Cherry-picking’s impact is generally small. Except when HARking is very prevalent and the sample size is small, cherry-picking results have a small biasing impact on effect size estimates.
There are several actions that can be taken to minimize the detrimental effects of HARKing. For example, large sample sizes reduce the bias produced by cherry-picking.
Bedeian et al. (2010)
Over 90% of respondents in Bedeian et al.’s (2010) survey of research practioners in management indicated they had knowledge of faculty members who had developed hypotheses after results were known
Murphy & Aguinis (2019)
To prevent/deter HARKING
First, Occam’s razor is an essential tool for detecting HARKing. As Hollenbeck and Wright (2017) noted, HARKed hypotheses often involve convoluted reasoning or counterfactual assumptions.
Second, it is useful to have a healthily skeptical attitude; stories that are too good to be true may not be true. - It is unusual for every prediction and every hypothesis to be supported in a study.

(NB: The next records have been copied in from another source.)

PR #8201, opened 2025-10-03
feat(SubPlat): Implement ended_reason for Google and Apple logical subscriptions (DENG-4043)

phil-lee70:
## Description
Create `ended_reason` field for Google and Apple logical subscriptions.

* DENG-4043


sql/moz-fx-data-shared-prod/subscription_platform_derived/apple_logical_subscriptions_history_v1/query.sql
```diff
@@ -284,6 +284,26 @@ SELECT
       WHEN 5
         THEN 'Revoked'
     END AS provider_status,
+    -- API Docs enumerations :
+    -- https://developer.apple.com/documentation/appstoreserverapi/status
+    -- https://developer.apple.com/documentation/appstoreserverapi/expirationintent
+    CASE
+      WHEN history.subscription_is_active IS NOT TRUE
+        THEN NULL
```
sean-rose: **suggestion (blocking):** This is making `ended_reason` null for all subscriptions which _have_ ended, which is the reverse of what you want.
```suggestion
      WHEN history.subscription_is_active
        THEN NULL
```

sql/moz-fx-data-shared-prod/subscription_platform_derived/apple_logical_subscriptions_history_v1/query.sql
```diff
@@ -284,6 +284,26 @@ SELECT
...
+      WHEN (
+          history.subscription.status = 2
+          AND history.subscription.renewal_info.expiration_intent IN (1, 3)
+          OR history.subscription.status = 5
+        )
+        THEN 'User Initiated'
```
sean-rose: **suggestion (blocking):**
```suggestion
      WHEN (
          history.subscription.status = 2
          AND history.subscription.renewal_info.expiration_intent IN (1, 3)
        )
        OR history.subscription.status = 5
        THEN 'User Initiated'
```

sql/moz-fx-data-shared-prod/subscription_platform_derived/apple_logical_subscriptions_history_v1/query.sql
```diff
@@ -284,6 +284,26 @@ SELECT
...
+      WHEN (
+          history.subscription.status = 2
+          AND history.subscription.renewal_info.expiration_intent = 2
+          OR history.subscription.status = 3
+        )
+        THEN 'Payment Failure'
```
sean-rose: **suggestion (blocking):**
```suggestion
      WHEN (
          history.subscription.status = 2
          AND history.subscription.renewal_info.expiration_intent = 2
        )
        OR history.subscription.status = 3
        THEN 'Payment Failure'
```

sql/moz-fx-data-shared-prod/subscription_platform_derived/apple_logical_subscriptions_history_v1/query.sql
```diff
@@ -284,6 +284,26 @@ SELECT
...
+      ELSE 'Other'
+    END AS ended_reason,
```
sean-rose: **issue (blocking):** The `ended_reason` field should be immediately after `ended_at`, like it is in the `schema.yaml`.

sql/moz-fx-data-shared-prod/subscription_platform_derived/apple_logical_subscriptions_history_v1/query.sql
```diff
@@ -284,6 +284,26 @@ SELECT
...
         THEN 'Revoked'
     END AS provider_status,
+    -- API Docs enumerations :
+    -- https://developer.apple.com/documentation/appstoreserverapi/status
+    -- https://developer.apple.com/documentation/appstoreserverapi/expirationintent
+    CASE
+      WHEN history.subscription_is_active IS NOT TRUE
+        THEN NULL
+      WHEN (
+          history.subscription.status = 2
```
sean-rose: **nitpick:** In the existing ETL logic I added trailing comments wherever inscrutable API values were being used in conditions to explain what they meant, and IMO it would be nice to keep doing that consistently (linking to the docs is good, but saving devs a trip to the docs is even more helpful).
```suggestion
          history.subscription.status = 2  -- 2 = expired
```
(ditto for all the other numeric API values used in the conditions you're adding here)

sql/moz-fx-data-shared-prod/subscription_platform_derived/apple_logical_subscriptions_history_v1/query.sql
```diff
@@ -284,6 +284,26 @@ SELECT
...
+          AND history.subscription.renewal_info.expiration_intent IN (1, 3)
+          OR history.subscription.status = 5
```
sean-rose: **suggestion (non-blocking):** Since how to treat revoked Apple subscriptions was non-obvious and something we had to clarify by asking others, IMO that would warrant an explanatory line comment above this line (e.g. explaining that admins aren't currently revoking Apple subscriptions so we can assume all such cases are from the users themselves).

sql/moz-fx-data-shared-prod/subscription_platform_derived/apple_logical_subscriptions_history_v1/schema.yaml
```diff
@@ -175,6 +175,11 @@ fields:
     description: |-
       When the subscription ended.
       This will be null for active subscriptions.
+  - name: ended_reason
+    type: STRING
+    mode: NULLABLE
+    description: |-
+      Reason why the subscription ended.
```
sean-rose, line 182: **suggestion (non-blocking):** Since the values for the `ended_reason` field are entirely novel, I think it would be helpful to list the possible values with a description for each (similar to how I did that for some of the provider-specific fields in the changelog ETLs):
```suggestion
      Reason why the subscription ended.

      Possible values:
        * `Admin Initiated` - An admin at Mozilla ended the subscription, either directly or by deleting the user's Mozilla Account.
        * `User Initiated` - The user ended their subscription, either directly or by turning off auto-renewal or deleting their Mozilla Account.
        * `Payment Failure` - The subscription was unable to auto-renew due to a payment failure.
        * `Other` - The subscription ended for some other reason, such as unverified Mozilla Accounts being automatically deleted.
```
(if we do this, the `ended_reason` descriptions should be kept the same across all the logical subscription tables, including the Stripe one)

sql/moz-fx-data-shared-prod/subscription_platform_derived/google_logical_subscriptions_history_v1/query.sql
```diff
@@ -179,6 +179,18 @@ SELECT
       history.mozilla_account_id,
       TO_HEX(SHA256(history.mozilla_account_id)) AS mozilla_account_id_sha256,
       history.subscription.country_code,
+      CASE
+        WHEN history.subscription_is_active IS NOT TRUE
+          THEN NULL
```
sean-rose: **suggestion (blocking):**
```suggestion
        WHEN history.subscription_is_active
          THEN NULL
```

sql/moz-fx-data-shared-prod/subscription_platform_derived/google_logical_subscriptions_history_v1/query.sql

HARKing is not simply a problem of author misbehavior. It is common for reviewers and editors to encourage authors to drop hypotheses and analyses that do not pan out, and this creates problems that have a good deal in common with HARKing.
Murphy & Aguinis (2019) - On how different models are similar to harking
Multiple regression has possible similarities to HARKING:
-Many variable selection methods available to researchers, including forward selection algorithms (where variables are added to a regression model until they fail to lead to incremental increases in R2 ).
Serious concerns have been raised about the effects of these building prediction models on the basis of statistical criteria, including fluctuations in data or poor replicability.